Issue #6205, opened 2026-07-28
O+M 07-28-26


cody-seibert-gsa:
As part of day-to-day operation of Data.gov, there are many [Operation and Maintenance (O&M) responsibilities](https://github.com/gsa/data.gov/wiki/Operation-and-Maintenance-Responsibilities). Instead of having the entire team watching notifications and risking some notifications slipping through the cracks, we have created an [O&M Triage role](https://github.com/gsa/data.gov/wiki/Operation-and-Maintenance-Responsibilities#om-triage-rotation). One person on the team is assigned the Triage role which rotates each sprint. _This is not meant to be a 24/7 responsibility, only East Coast business hours. If you are unavailable, please note when you will be unavailable in Slack and ask for someone to take on the role for that time._

Check the [O&M Rotation Schedule](https://docs.google.com/spreadsheets/d/1cF73HkzFuQth3z9voLfVO1Cc4kjBd6ecHGE2gkj5LCc/edit?usp=sharing) for future planning.

## Acceptance criteria
You are responsible for all [O&M responsibilities](https://github.com/gsa/data.gov/wiki/Operation-and-Maintenance-Responsibilities) this week. We've highlighted a few so they're not forgotten. You can copy each checklist into your daily report.

## Daily Checklist
- [ ] Review and address alerts sent to the `#datagov-alerts` Slack channel as they arrive.
- [ ] [Check Production State/Actions](https://github.com/GSA/data.gov#datagov-actions)
> **Note: Catalog Auto Tasks**
> You will need to update the chart values manually. Click the Action link in each issue and grab the values from `monitor task output` and `check runtime`.
- [ ] [Check auto generated O&M tickets](https://github.com/orgs/GSA/projects/11?pane=issue&itemId=47716346) from no status column
- [ ] Check [Harvesting Emails](https://github.com/gsa/data.gov/wiki/Operation-and-Maintenance-Responsibilities#harvest-job-report-daily-email-report)
- [ ] [New Relic Alerts](https://alerts.newrelic.com/accounts/1601367/incidents) Triaged
- [ ] Check each github repo's Security tab to traige issues found by Dependabot and Code scan

## Weekly Checklist
[...]

PR #6206, opened 2026-07-28
Update README.md

cody-seibert-gsa:
work for #6205

removing ssb from the readme as it's not longer used


FuhuXia:
there are two two ssb rows.

jaredb96 (approved):
LGTM

PR #6219, opened 2026-08-04
Remove Check-Db-Models badge link in README.md

marcos-nieto-usds:
This action was deleted when we moved our data access functionality. Therefore, the badge https://github.com/GSA/datagov-catalog/actions/workflows/check-db-models.yml/badge.svg was broken and is no longer needed because we’re not going back to that approach anymore of comparing shared db code between catalog and harvester.


jbrown-xentity (approved):
LGTM

Issue #247, opened 2022-01-07
Clarify that --raw, --json, --json-stream and --json-translate


matsduf:
The options --raw, --json and --json-stream give alternative output of the test case results. If none of them are given, the default output is provided. If more than one of them are given, one is respected and the other or others are ignored.

The option --json-translate can only be used in combination with --json-stream, else it is ignored.

1. Clarify the documentation that three formats cannot be combined.
2. Make the code raise an exception if format options are combinded.
3. Make the code raise an exception if --json-translate is used without --json-stream

Input from #246.

mattias-p:
I suggest that we introduce a `--mode=MODE` option that takes the values `raw`, `json` and `json-stream`. The original options could be deprecated and kept around for a while, but defined to just set the value of the `--mode` option and they would not be allowed to be specified together with the `--mode` option.

matsduf:
There are pros and cons. With "mode" it is probably easier to see how the different output formats relate to each other, but "--raw" is shorter and simpler to write than "--mode=raw", and probably easier to remember.

Secondly, there is also the "--json-translate" to be handled in a good way.

Is there a good use case for both "json" and "json-stream"? Is there a good reason why "translate" is only implemented with "json-stream" and not "json"?

mattias-p:
Translation should probably be implemented for both `json` and `json-stream`.

I guess it's useful to have both `json` and `json-stream` for integration. `json-stream` is better for stream processing but some tools might not support it. I don't have any examples though.

Can you expand on what you mean with --json-translate being handled in a good way?

Oh, and there's also the `dump-profile` mode we need to consider. Another possibility is to use sub-commands instead of a --mode option to control the execution mode. `zonemaster-cli raw` is even shorter than `zonemaster-cli --raw`.

matsduf:
> Translation should probably be implemented for both `json` and `json-stream`.

It is called "translation" but what happens is that an extra field "message" is added. It could be added by default in both cases, and then deprecate "--json-translate".

> Can you expand on what you mean with --json-translate being handled in a good way?

Nothing more than the description says. "--json-translate" is silently ignored if "--json-stream" is not selected.

> Oh, and there's also the `dump-profile` mode we need to consider. Another possibility is to use sub-commands instead of a --mode option to control the execution mode. `zonemaster-cli raw` is even shorter than `zonemaster-cli --raw`.

Today a bareword is taken to be a domain name. If the domain name is "raw" how should the command be?

[...]

PR #308, opened 2023-02-20
Make `--[no-]show-...` options work with JSON output

pnax:
## Purpose

The CLI has several options to specify which field to display. Such options are not available when using JSON output `--json` or `--json-stream`. This PR make such options work with JSON output.

## Context

https://github.com/zonemaster/zonemaster-cli/issues/247#issuecomment-1436650786

## Changes

* Make `--[no-]show-...` options work with JSON output
* Display translated message tag when passing `--json` and `--json-translate`

## How to test this PR

Try several combinations using the `--[no-]show-...` and/or `--[no-]time` options and check that the fields are properly displayed or not. Also check that the combination `--json --json-translate` properly return the translated message.
```
$ zonemaster-cli --no-show-module --show-testcase --test connectivity --level INFO --json --json-translate afnic.fr | jq
[
  {
    "args": {
      "version": "v4.6.1"
    },
    "level": "INFO",
    "message": "Using version v4.6.1 of the Zonemaster engine.",
    "tag": "GLOBAL_VERSION"
  },
  {
    "args": {
      "asn_list": "2485,2486"
    },
    "level": "INFO",
    "message": "At least two IPv4 addresses of the authoritative nameservers are announce by different AS sets. A merged list of all AS: (2485,2486).",
    "tag": "IPV4_DIFFERENT_ASN"
  },
  {
    "args": {
      "asn_list": "2485,2486"
    },
    "level": "INFO",
    "message": "At least two IPv6 addresses of the authoritative nameservers are announce by different AS sets. A merged list of all AS: (2485,2486).",
    "tag": "IPV6_DIFFERENT_ASN"
  }
]
```

### DIFF
--- a/lib/Zonemaster/CLI.pm
+++ b/lib/Zonemaster/CLI.pm
@@ -91,7 +91,7 @@ has 'json_translate' => (
     default       => 0,
     cmd_aliases   => 'json_translate',
     cmd_flag      => 'json-translate',
-    documentation => __( 'Flag indicating if streaming JSON output should include the translated message of the tag or not.' ),
+    documentation => __( 'Flag indicating if JSON output should include the translated message of the tag or not.' ),
 );
 
 has 'raw' => (
@@ -610,6 +610,11 @@ sub run {
         my $res = Zonemaster::Engine->logger->json( $self->level );
         $res = $JSON->decode( $res );
         foreach ( @$res ) {
+            if ( $self->json_translate ) {
+                my %e = %$_;
+                my $entry = Zonemaster::Engine::Logger::Entry->new( \%e );
+                $_->{message} = $json_translator->translate_tag( $entry );
+            }
             delete $_->{timestamp} unless $self->time;
             delete $_->{level} unless $self->show_level;
             delete $_->{module} unless $self->show_module;
--- a/lib/Zonemaster/CLI.pm
+++ b/lib/Zonemaster/CLI.pm
@@ -430,11 +430,11 @@ sub run {
                 elsif ( $self->json_stream ) {
                     my %r;
 
-                    $r{timestamp} = $entry->timestamp;
-                    $r{module}    = $entry->module;
-                    $r{testcase}  = $entry->testcase;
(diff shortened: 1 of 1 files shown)


matsduf:
Also see https://github.com/zonemaster/zonemaster-cli/issues/247#issuecomment-1438411947

This is fine, but the documentation must be updated:
```
        --[no-]json-translate  Flag indicating if streaming JSON output
                               should include the translated message of the
                               tag or not.
```

What does `--raw` mean in combination with `--json`?

When `--raw` is given without `--json` then you get the tag and the arguments for that tag. Can you get the arguments here?

pnax:
> What does --raw mean in combination with --json?

`--raw` only applies to the message tag. `--json --raw` would mean output the message tag without translating it into any human language.

> When --raw is given without --json then you get the tag and the arguments for that tag. Can you get the arguments here?

I'm not sure I understand your question. Could you explain?

pnax:
I've updated the documentation for `--json-translate`.

matsduf:
> > When --raw is given without --json then you get the tag and the arguments for that tag. Can you get the arguments here?
> 
> I'm not sure I understand your question. Could you explain?

Forget my comment. Now it looks OK.

matsduf:
This looks fine, but could `--raw` get more complete documentation, e.g.
```
	--[no-]raw     Flag indicating if output should be translated
	                       to human language or dumped raw. This flag is
                               ignored if --json or --json-stream has been given.
```

matsduf:
>     * I'm planning in a follow-up PR to deprecate `--[no-]json-translate` and replace it with `--[no-]raw`.

So you mean that `--json-translate` will be replaced by `--no-raw`  and `--no-json-translate` by `--raw`?

If the end result is that it will be clear in the documentation what options that can be combined and not that I am fine with it.

pnax:
> So you mean that --json-translate will be replaced by --no-raw and --no-json-translate by --raw?

Yes. This is exactly what I intend to do.

matsduf (approved):
Requires additional PRs, but this part is fine.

========================

## Required action
Print exactly the lines above, between the one holding "-430,11 +430,11 @@" and the one holding "I'm planning in", inclusive, and nothing besides.

## Your solution
@@ -430,11 +430,11 @@ sub run {
                 elsif ( $self->json_stream ) {
                     my %r;
 
-                    $r{timestamp} = $entry->timestamp;
-                    $r{module}    = $entry->module;
-                    $r{testcase}  = $entry->testcase;
(diff shortened: 1 of 1 files shown)


matsduf:
Also see https://github.com/zonemaster/zonemaster-cli/issues/247#issuecomment-1438411947

This is fine, but the documentation must be updated:
```
        --[no-]json-translate  Flag indicating if streaming JSON output
                               should include the translated message of the
                               tag or not.
```

What does `--raw` mean in combination with `--json`?

When `--raw` is given without `--json` then you get the tag and the arguments for that tag. Can you get the arguments here?

pnax:
> What does --raw mean in combination with --json?

`--raw` only applies to the message tag. `--json --raw` would mean output the message tag without translating it into any human language.

> When --raw is given without --json then you get the tag and the arguments for that tag. Can you get the arguments here?

I'm not sure I understand your question. Could you explain?

pnax:
I've updated the documentation for `--json-translate`.

matsduf:
> > When --raw is given without --json then you get the tag and the arguments for that tag. Can you get the arguments here?
> 
> I'm not sure I understand your question. Could you explain?

Forget my comment. Now it looks OK.

matsduf:
This looks fine, but could `--raw` get more complete documentation, e.g.
```
	--[no-]raw     Flag indicating if output should be translated
	                       to human language or dumped raw. This flag is
                               ignored if --json or --json-stream has been given.
```

matsduf:
>     * I'm planning in a follow-up PR to deprecate `--[no-]json-translate` and replace it with `--[no-]raw`.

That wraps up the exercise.